→ **Work to complete**
Determine how many lines in the entries below hold "persisting". Respond with that number only.

→ **Data for this task**
PR #3196, opened 2019-11-16
openvpn: Add requirement checks

Ash258:
I hope I602 is not going to change

### DIFF
--- a/bucket/openvpn.json
+++ b/bucket/openvpn.json
@@ -1,5 +1,5 @@
 {
-    "version": "2.4.8-I602",
+    "version": "2.4.8",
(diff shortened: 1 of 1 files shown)


r15ch13:
Hm, I guess it will probably change. For 2.4.7 it is i607 and there are a couple of commits that got those. https://github.com/lukesampson/scoop-extras/commits/806d09252b2aca0d2897882b3144da75da131206/bucket/openvpn.json
Didn't notice that when I changed it in https://github.com/lukesampson/scoop-extras/commit/c0813a20089673390536ae718fd3e09066534d44

Ash258:
There is no problem to change it back as part of version if there is going to be problem.

PR #3226, opened 2019-11-20
calibre: fix url

jawys:
Some time ago (calibre v4.1.0) I noticed failure during downloading from fosshub. I assume they changed their URL(s) for downloading?
First I checked if it is possible to correct the URL on fosshub itself but I realized that there is always website overhead since fosshub's downloads work via query parameter.
So finally I changed the url to `download.calibre-ebook.com` which seems to work pretty well.

Is there some testing pipeline to check my new change because I mainly tested downloading with curl?

regards


Ash258:
What about `calibre-normal`??

PR #3235, opened 2019-11-22
gatling: Add version 3.3.1

### LINKED ISSUE #3217: [Request] Gatling - Load Testing tool
https://gatling.io/open-source/start-testing/

Gatling is a developer tool to load test web applications

LoZeno:
Adds gatling version 3.3.1

Closes #3217

Gatling DEPENDS on Java, but I added it as a "suggest" because it doesn't look like "depends" can allow the user to choose whether to use the oracle version or openjdk version.

Also, I've put it here in extras instead of main because gatling recorder is not a commandline tool and pops a window application open (unlike k6)

### DIFF
--- a/bucket/gatling.json
+++ b/bucket/gatling.json
@@ -13,7 +13,7 @@
     "persist": [
         "conf",
         "results",
-        "user-files"        
+        "user-files"
     ],
     "env_set": {
         "GATLING_HOME": "$dir"
--- a/bucket/gatling.json
+++ b/bucket/gatling.json
@@ -10,6 +10,10 @@
         "gatling.bat",
         "recorder.bat"
     ],
+    "persist": [
+        "user-files",
+        "results"
+    ],
     "shortcuts": [
         [
             "recorder.bat",
--- a/bucket/gatling.json
+++ b/bucket/gatling.json
@@ -1,14 +1,14 @@
 {
     "homepage": "https://gatling.io",
-    "description": "Async Scala-Akka-Netty based Load Test Tool",
+    "description": "Async load test tool for web applications",
     "version": "3.3.1",
     "license": "Apache-2.0",
     "url": "https://repo1.maven.org/maven2/io/gatling/highcharts/gatling-charts-highcharts-bundle/3.3.1/gatling-charts-highcharts-bundle-3.3.1-bundle.zip",
     "hash": "sha1:6d9630ef1c3af22b217bb7cef3c6179924886469",
     "extract_dir": "gatling-charts-highcharts-bundle-3.3.1",
     "bin": [
-        "gatling.bat",
-        "recorder.bat"
+        "bin\\gatling.bat",
+        "bin\\recorder.bat"
     ],
     "persist": [
         "user-files",
--- a/bucket/gatling.json
+++ b/bucket/gatling.json
@@ -11,8 +11,9 @@
         "bin\\recorder.bat"
     ],
     "persist": [
-        "user-files",
-        "results"
+        "conf",
+        "results",
+        "user-files"        
     ],
     "env_set": {
         "GATLING_HOME": "$dir"
--- a/bucket/gatling.json
+++ b/bucket/gatling.json
@@ -1,0 +1,36 @@
+{
+    "homepage": "https://gatling.io",
+    "description": "Async Scala-Akka-Netty based Load Test Tool",
+    "version": "3.3.1",
+    "license": "Apache-2.0",
+    "url": "https://repo1.maven.org/maven2/io/gatling/highcharts/gatling-charts-highcharts-bundle/3.3.1/gatling-charts-highcharts-bundle-3.3.1-bundle.zip",
+    "hash": "sha1:6d9630ef1c3af22b217bb7cef3c6179924886469",
+    "extract_dir": "gatling-charts-highcharts-bundle-3.3.1",
+    "bin": [
+        "gatling.bat",
+        "recorder.bat"
+    ],
+    "shortcuts": [
+        [
+            "recorder.bat",
+            "Gatling Recorder"
+        ]
+    ],
+    "suggest": {
+        "JDK": [
+            "java/oraclejdk",
+            "java/openjdk"
+        ]
+    },
+    "checkver": {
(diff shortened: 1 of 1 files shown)


bucket/gatling.json
```diff
@@ -0,0 +1,36 @@
...
+    },
+    "checkver": {
+        "url": "https://search.maven.org/solrsearch/select/?q=g:io.gatling.highcharts+AND+a:gatling-charts-highcharts-bundle",
+        "jp": "$.response.docs[0].latestVersion"
+    },
+    "autoupdate": {
+        "url": "https://repo1.maven.org/maven2/io/gatling/highcharts/gatling-charts-highcharts-bundle/$version/gatling-charts-highcharts-bundle-$version-bundle.zip",
+        "extract_dir": "gatling-charts-highcharts-bundle-$version",
+        "hash": {
+            "url": "$baseurl/gatling-charts-highcharts-bundle-$version-bundle.zip.sha1"
```
Ash258:
```suggestion
            "url": "$url.sha1"
```

bucket/gatling.json
```diff
@@ -0,0 +1,36 @@
...
+    "hash": "sha1:6d9630ef1c3af22b217bb7cef3c6179924886469",
+    "extract_dir": "gatling-charts-highcharts-bundle-3.3.1",
+    "bin": [
+        "gatling.bat",
+        "recorder.bat"
+    ],
+    "shortcuts": [
+        [
+            "recorder.bat",
+            "Gatling Recorder"
```
Ash258: Is there icon inside archive, which could be used?

Ash258:
You are not persisting `user-files` and `results`. What are these folders for?

bucket/gatling.json
LoZeno: As far as I can see, no icons or images are provided in the archive unfortunately

LoZeno:
I missed the `user-files` and `results` folders from the zip... they are used as the entry point where to include the files with the code for the requests to execute (`user-files`) and as the output folder with the stats from the load test results (`results`). I'll fix the manifest to persist them.

bucket/gatling.json
```diff
@@ -0,0 +1,43 @@
+{
+    "homepage": "https://gatling.io",
+    "description": "Async Scala-Akka-Netty based Load Test Tool",
+    "version": "3.3.1",
+    "license": "Apache-2.0",
+    "url": "https://repo1.maven.org/maven2/io/gatling/highcharts/gatling-charts-highcharts-bundle/3.3.1/gatling-charts-highcharts-bundle-3.3.1-bundle.zip",
+    "hash": "sha1:6d9630ef1c3af22b217bb7cef3c6179924886469",
+    "extract_dir": "gatling-charts-highcharts-bundle-3.3.1",
+    "bin": [
+        "gatling.bat",
```
Ash258:
```suggestion
        "bin\\gatling.bat",
```

bucket/gatling.json
```diff
@@ -0,0 +1,43 @@
...
+        "recorder.bat"
```
Ash258:
```suggestion
        "bin\\recorder.bat"
```

bucket/gatling.json
```diff
@@ -0,0 +1,43 @@
...
+    ],
+    "persist": [
```
Ash258: ??

A

bucket/gatling.json
```diff
@@ -0,0 +1,43 @@
+{
+    "homepage": "https://gatling.io",
+    "description": "Async Scala-Akka-Netty based Load Test Tool",
```
Ash258:
```suggestion
    "description": "Async load test tool for web applications",
```

bucket/gatling.json
```diff
@@ -0,0 +1,43 @@
...
+    "bin": [
+        "gatling.bat",
+        "recorder.bat"
+    ],
+    "persist": [
+        "user-files",
+        "results"
+    ],
+    "env_set": {
+        "GATLING_HOME": "$dir"
```
Ash258: Where is explicitly said you need this variable? Since scoop register binary, it should not be needed.

LoZeno:
> 
> 
> > Since 3.0, Gatling requires Scala 2.12. Gatling is not compatible with Scala 2.11 nor Scala 2.13.
> 
> > Gatling supports 64bits OpenJDK 8 and OpenJDK 11 with HotSpot. Other JVMs such as JDK 12+, client JVMs, 32bits systems or OpenJ9 are not supported.
> 
> You are suggesting oraclejdk, which is clearly not supported with this description.

That's the requirement for the Java plugin (Maven/Gradle), not for the Gatling Bundle (which is what this manifest is intended for).
The requirement for the bundle is the following:

> In order to run Gatling, you need to have a JDK installed. Gatling requires at least JDK8. Then, we recommend that you use an up-to-date version.

bucket/gatling.json
LoZeno: When you run it: if you run recorder.bat without setting that environment variable, this happens:
image

bucket/gatling.json
LoZeno: I'm a bit worried about persisting THIS conf folder: across the versions of the bundle, the .conf files have changed (adding both files AND entries in each file); what happens if a new version requires a new entry in the gatling.conf file but the previous version's is persisted? It might cause errors.

Ash258: So you are worried, but you still persist it for some reason.

LoZeno: Because after my comment I asked a few people who have been using gatling longer than I do and they told me they'd rather run the risk of having to deal with changes in the config structure than having to re-set the personalised configuration after a new version.

bucket/gatling.json
```diff
@@ -0,0 +1,44 @@
...
+    "hash": "sha1:6d9630ef1c3af22b217bb7cef3c6179924886469",
+    "extract_dir": "gatling-charts-highcharts-bundle-3.3.1",
+    "bin": [
+        "bin\\gatling.bat",
+        "bin\\recorder.bat"
+    ],
+    "persist": [
+        "conf",
+        "results",
+        "user-files"
```
Ash258:
```suggestion
        "user-files"
```

PR #3249, opened 2019-11-24
ungoogled-chromium: Update to 78.0.3904.108-1 (manually)

rasa:


Ash258:
This cannot work.

- Curly bracket substitution is not supported
- Version in URl is different than manifest version
	- `78.0.3904.108-1` => `78.0.3904.108-1.1`
- Filename is `ungoogled-chromium_78.0.3904.108-1.1_windows-x64.zip`

A

rasa:
> This cannot work.

@Ash258 Good point. I will try to rework it.

rasa:
@Ash258 Installed fine locally. I should *always* test locally from now on.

→ **Exercise answer**
2